Thanks mackguyver. I checked to see if the 234 is still available. It seems no longer to be carried by BH, Adoroma or Amazon, but I did find it in stock at a few other places such as Wolf camera. I'm sure they pop up on ebay too. Together with the Wimberly C-12 clamp that Neuro recommended this would probably work fine for my current lenses. I'd still need the B2-mAS clamp to get around the 90 degree problem though, which means the combined weight has crept up again.

After a bit of thought I have decided to just go with the RRS MH-02 Pro head. Although it is overkill now, it should last me a lifetime during which I hope to acquire larger lenses ;D. (I'm dreaming about getting a 300 f/2.8, but not anytime soon; unfortunately I missed the recent group buy on canonpricewatch  ). For those times when the weight seems too much I can forego the convenience of the head and just mount the lens or camera directly to the monopod and lean it as needed. To this end I ordered an extra clamp which I can mount permanently on the pod. The MH-02 has an Arca-compatible base, which means I can clamp the head on quickly if I need to. I just hope this works as well in real life as it does in my imagination...


----------



## mackguyver (Mar 28, 2014)

It looks like they've renamed it yet again to the 234RC, but I'm sure the RRS head is going to be much better. The Manfrotto is a decent solution that they created (and I bought) years before they had their own head. Now that they have their own, I'm sure it's amazing and someday I'm sure I'll upgrade.


----------



## neuroanatomist (Mar 28, 2014)

mackguyver said:


> It looks like they've renamed it yet again to the 234RC



*No.* The 234RC has an integrated Manfrotto-proprietary RC2 clamp. I had the 234RC, had to sell it and get the 234 when I switched to Arca plates. The 234 has a reversible 3/8"-16 + 1/4"-20 stud for the clamp of your choice, or direct camera mounting. 

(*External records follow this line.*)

PR #1641, opened 2022-11-28
fix(sampling): Forward compatibility for config

jjbayer:
Add missing variants to enums in sampling config for forward compatibility.

#skip-changelog

### DIFF
--- a/relay-sampling/src/lib.rs
+++ b/relay-sampling/src/lib.rs
@@ -33,6 +33,10 @@ pub enum RuleType {
     /// A non transaction rule applies to Errors, Security events...every type of event that
     /// is not a Transaction
     Error,
+
+    /// If the sampling config contains new rule types, do not sample at all.
+    #[serde(other)]
+    Unsupported,
 }
 
 /// A condition that checks the values using the equality operator.
@@ -372,7 +376,7 @@ pub struct SamplingRule {
 
 impl SamplingRule {
     fn supported(&self) -> bool {
-        self.condition.supported()
+        self.condition.supported() && self.ty != RuleType::Unsupported
     }
 
     /// Returns whether the sampling rule is active.
@@ -688,6 +692,10 @@ pub enum SamplingMode {
     /// In this mode, the server sampling rate is capped by the client's sampling rate. Rules with a
     /// higher sample rate than what the client is sending are effectively inactive.
     Total,
+
+    /// Catch-all variant for forward compatibility.
+    #[serde(other)]
+    Unsupported,
 }
 
 impl Default for SamplingMode {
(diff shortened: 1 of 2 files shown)


relay-server/src/utils/dynamic_sampling.rs
```diff
@@ -438,6 +444,20 @@ mod tests {
         assert_eq!(spec.unwrap().unwrap().sample_rate, 0.2);
     }
 
+    #[test]
+    fn test_trace_rule_unsupported() {
+        let project_state = state_with_rule(Some(0.1), RuleType::Trace, SamplingMode::Unsupported);
+        let sampling_context = create_sampling_context(Some(0.5));
+        let spec = get_trace_sampling_rule(
+            true, // irrelevant, just skips unsupported rules
```
```suggestion
            true,
```

olksdr (approved):

relay-server/src/utils/dynamic_sampling.rs
```diff
@@ -72,6 +72,12 @@ fn get_trace_sampling_rule(
     let sample_rate = match sampling_config.mode {
         SamplingMode::Received => rule.sample_rate,
         SamplingMode::Total => sampling_context.adjusted_sample_rate(rule.sample_rate),
+        SamplingMode::Unsupported => {
+            if processing_enabled {
+                relay_log::error!("Found unsupported sampling mode even as processing Relay, keep");
+            }
+            return Err(SamplingResult::Keep);
```
iker-barriocanal, line 79: I'm not sure if I like this, but I don't have better suggestions.

iker-barriocanal (approved):

relay-sampling/src/lib.rs
```diff
@@ -372,7 +376,7 @@ pub struct SamplingRule {
 
 impl SamplingRule {
     fn supported(&self) -> bool {
-        self.condition.supported()
+        self.condition.supported() && self.ty != RuleType::Unsupported
```
jan-auer, line 379: _nit_: Introduce a `supported` method on rules types, too?

relay-server/src/utils/dynamic_sampling.rs
jan-auer: We could alternatively log an error for during project state deserialization (since that's where the error really happens) and fail silently here instead. 

This behavior is fine since it's the same as if sampling were not implemented. That matches behavior in other cases, where Relay ignores all configuration it doesn't know about.

jan-auer (approved):

relay-server/src/utils/dynamic_sampling.rs
iker-barriocanal: > We could alternatively log an error for during project state deserialization (since that's where the error really happens)

I'd rather log the error during deserialization.

jjbayer: I tried to be consistent with `check_unsupported_rules` here, but maybe it's a bad pattern anyway.

https://github.com/getsentry/relay/blob/ca275954015fb23d5f9c96bc55f3db29435f660a/relay-server/src/utils/dynamic_sampling.rs#L33-L47

jjbayer: As discussed offline, going to merge as-is.

PR #1642, opened 2022-11-29
feat(server): Add support for ViewHierarchy attachment_type

markushi:
Add support for the upcoming [View Hierarchy](https://github.com/getsentry/rfcs/pull/33) feature.

If there's more work that needs to be done for relay, please let me know or kindly take over the PR 🙂 

I mapped the new attachment type to the String `"event.viewhierarchy"`, which matches with the existing `"event.applecrashreport"` - but I guess technically `"event.view_hierarchy"` would be more correct here.

### DIFF
--- a/relay-server/src/envelope.rs
+++ b/relay-server/src/envelope.rs
@@ -361,6 +361,9 @@ pub enum AttachmentType {
     /// [`symbolic_unreal::Unreal4LogEntry`]: https://docs.rs/symbolic/*/symbolic/unreal/struct.Unreal4LogEntry.html
     UnrealLogs,
 
+    /// An application ui view hierarchy (json payload)
+    ViewHierarchy,
+
     /// Unknown attachment type, forwarded for compatibility.
     /// Attachments with this type will be dropped if `accept_unknown_items` is set to false.
     Unknown(String),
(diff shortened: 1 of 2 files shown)


relay-server/src/envelope.rs
```diff
@@ -361,6 +361,9 @@ pub enum AttachmentType {
     /// [`symbolic_unreal::Unreal4LogEntry`]: https://docs.rs/symbolic/*/symbolic/unreal/struct.Unreal4LogEntry.html
     UnrealLogs,
 
+    /// An application ui view hierarchy (json payload)
```
iker-barriocanal:
```suggestion
    /// An application UI view hierarchy (json payload).
```

relay-server/src/envelope.rs
```diff
@@ -382,6 +385,7 @@ impl fmt::Display for AttachmentType {
             AttachmentType::Breadcrumbs => write!(f, "event.breadcrumbs"),
             AttachmentType::UnrealContext => write!(f, "unreal.context"),
             AttachmentType::UnrealLogs => write!(f, "unreal.logs"),
+            AttachmentType::ViewHierarchy => write!(f, "event.viewhierarchy"),
```
iker-barriocanal: For the name, I'm leaning towards `"event.view_hierarchy"` but not strongly opinionated for the same reason you describe in the PR description. I'd match it with the type coming in the envelope though.

iker-barriocanal (approved):

jjbayer (approved):

relay-server/src/envelope.rs
jjbayer: This was already discussed here: https://github.com/getsentry/rfcs/pull/33#discussion_r1032075538. But there seems to be a strong preference for `view_hierarchy` so go for it.

markushi: Ah I knew it was mentioned somewhere, but couldn't find it - thanks for linking!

The 234 does appear to have been discontinued, that's unfortunate.


----------



## sagittariansrock (Mar 28, 2014)

neuroanatomist said:


> mackguyver said:
> 
> 
> > It looks like they've renamed it yet again to the 234RC
> ...



The 234 was a great advice, and I use it with the C-10 clamp. 
I don't know why Manfrotto stopped selling the plain clamp given they have so many products (234RC, window mounts, wall mounts, etc.) based on it. I was actually lucky to get one new from Adorama!
It can be found used under the alternative name 3232, and there are many sellers on eBay who sell it combined with an Arca Swiss plate (of indeterminate origin and quality).


----------



## mackguyver (Mar 28, 2014)

neuroanatomist said:


> *No.* The 234RC has an integrated Manfrotto-proprietary RC2 clamp. I had the 234RC, had to sell it and get the 234 when I switched to Arca plates. The 234 has a reversible 3/8"-16 + 1/4"-20 stud for the clamp of your choice, or direct camera mounting.
> 
> The 234 does appear to have been discontinued, that's unfortunate.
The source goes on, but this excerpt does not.